Dear reader,
Welcome to Statecraft! In this newsletter, we interview top appointees, civil servants, and policy entrepreneurs about how they managed to achieve a particular policy goal.
At Statecraft, we’re nerds for the procedural, the nitty-gritty. We won’t be lobbing softballs. Instead, we’ll push interviewees to explain exactly how the sausage gets made: How do successful government initiatives happen? Who did you have to win over to make them happen? And, just as importantly: What did you learn from failing? What would you have done differently?
We think these interviews can serve as roadmaps for readers trying to get big hairy things done in the public sector, and illuminate the inner workings of government for the policy-curious. We also think they’re tremendous stories.
We’ll be publishing a new interview every two weeks, and will be operating with support from the Institute for Progress and the Policy Entrepreneurs Network.

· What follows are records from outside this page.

PR #480, opened 2015-08-18
Add requirements section to README

henn:
@zenhack, @gsilvis , @okrieg - this is a start to a requirements section for HaaS users.

Thought it would be helpful to stipulate up front what is needed to get an environment going. Suggestions/improvements welcome.

### DIFF
--- a/README.rst
+++ b/README.rst
@@ -59,16 +59,13 @@ Required software/hardware for running a production HaaS include:
 
 * Database: a Postgres database server. Sqlite works but is not recommended for production.
 
-Optional components
--------------------
-
-For optional IPMI proxy functionality:
+For IPMI proxy functionality:
 
 * Network access from the HaaS service node to the IPMI interfaces of node under management
 * Nodes that support IPMI v2+
 * A recent version of ipmitool installed on the HaaS service node
 
-For optional headnode functionality:
+For headnode functionality:
 
 * A recent Linux version for the HaaS service node that has libvirt with KVM installed
 * Some number of VM templates
--- a/README.rst
+++ b/README.rst
@@ -36,6 +36,44 @@ administrator must populate initially.
 #. Log in to the headnode, set up a PXE server, reboot the nodes, and deploy an
    operating system on them via the network.
 
+Requirements
+============
+
+Required software/hardware for running a production HaaS include:
+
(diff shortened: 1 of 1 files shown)


README.rst
```diff
@@ -36,6 +36,44 @@ administrator must populate initially.
...
+  * Access to:
+
+    * The Internet or intranet (a way for users to connect to the HaaS service)
+    * The administrative telnet IP on the managed switches
+
+  * Currently only CentOS and RHEL 7.x have been tested, though any node that otherwise meets these requirements should function.
+
+* Database: a Postgres database server. Sqlite works but is not recommended for production.
+
+Optional components
```
zenhack: Do we really want to flag these as optional? You can't currently add nodes without giving IPMI info, and HaaS isn't terribly useful without at least the ability to reboot the nodes...

Headnodes are a bit less essential, but it's a bit awkward given that you can't take the api calls away.

henn: I guess I see these as optional, but the current API doesn't necessarily reflect that. Would you prefer merging in the current optional section?

Re: IPMI, in certain trusted environments, users may have direct access to IPMI anyhow and not require HaaS. Perhaps to make the point, with the new OBM drivers we could include a "null" driver?

Re: Headnodes, until we've completed separating this functionality into its own service we could add a headnodes=False config option that would cause the calls to throw an exception.

zenhack: re: headnodes, I actually think you could get away with just not definining any base images. The api calls would still be there, but there would be no way for a user to actually make a headnode. Still, it's a bit of a hack.

I'd like to just not have any of this tagged as optional for now. We'll update it when @SahilTikale's OBM stuff is in, and we can do so again when we rip out the headnodes.

I think the null OBM driver is a good idea; We seem to be gradually replacing `@no_dry_run` with that sort of thing anyway. We'll also have the recursive OBM driver at some point.

henn:
I believe I have addressed the concerns raised. Appreciate any additional feedback

SahilTikale:
@henn Read the documentation. 
It has two sections Requirements and Documentation.
Documentation seems empty. Is there something else that is supposed to come there. 

Otherwise it looks good for merging.

SahilTikale:
+1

Here are some interviews you can look forward to:
How to remove weapons-grade uranium from post-Soviet states
How to save ~20 million lives through an AIDS program
How to salvage the Department of Veterans Affairs
How to acquire new technology for national security
How to fix a federal website
Why This Newsletter Exists
On both sides of the aisle, there’s been increased attention to the idea of state capacity, the government’s ability to do the things it sets out to do. There’s a shared sense that this ability has atrophied. The specific cases invoked vary, but they include the CDC’s slow response to COVID-19, housing shortages, multi-year backlogs for entry visas, the Obamacare website rollout, California’s failure to build high speed rail, and so on.
Liberals and conservatives disagree about the macro-level solutions to our lack of state capacity. Do we need more funding? Fewer regulations? We’ll interview folks of all ideological stripes, but we won’t be adjudicating those high-level debates. Instead, we’re after concrete lessons at the micro-level. In our view, these interviewees have lessons about getting stuff done that can help inform anyone trying to achieve results in the public sector. To build state capacity, we need to understand what that means to practitioners in their day-to-day.
The folks we’re interviewing are policy entrepreneurs: people who have worked on policy areas for a while and have built up implicit knowledge over time. They have the procedural and organizational chops to get stuff done in large, kludgy bureaucracies.
Often, their knowledge is contextual and hard to explain. How do I convince my agency to act? How do I work around the dreaded Paperwork Reduction Act? How do I establish a partnership with the private sector? Our goal with Statecraft is to make this insider knowledge explicit and public — demystifying how governance really works.
We expect there to be some similarities across interviews, like best practices for coalition-building, or who not to piss off. But government agencies are heterogeneous, and trying to improve USCIS looks different than trying to improve the DOE. Building state capacity isn’t about turning one dial in a particular direction: Each case study will tell us something novel.
An Ask For Readers
We’d love suggestions from readers about who we should interview, and what you’d like to hear them explain. If you have an idea, email santi@ifp.org. We’re looking for interviewees who do some of the below:
Prioritized important but neglected problems.
Worked with the people tasked with implementing their solution (that is, they’re not just armchair generals).
Can reasonably claim ownership of a particular policy or its implementation.
Have important, relevant knowledge that hasn’t been publicized.
And lastly: Subscribe and tell your friends.
Warmly,
Santi Ruiz and Jake Leffew
Would be interesting to see some local/municipal level statecraft in this as well, with things around enabling more choice around housing and mobility.
Looking forward to reading. One question I've always wondered is what's the real reason we can't have nuclear fuel reprocessing and long term waste storage?
If we could then it would enable building of reactors throughout the US which would reduce carbon emissions while reducing coats and increasing reliability with the safest form of power humans have ever known.
As far as I can tell getting reprocessing and/or storage is the blocker.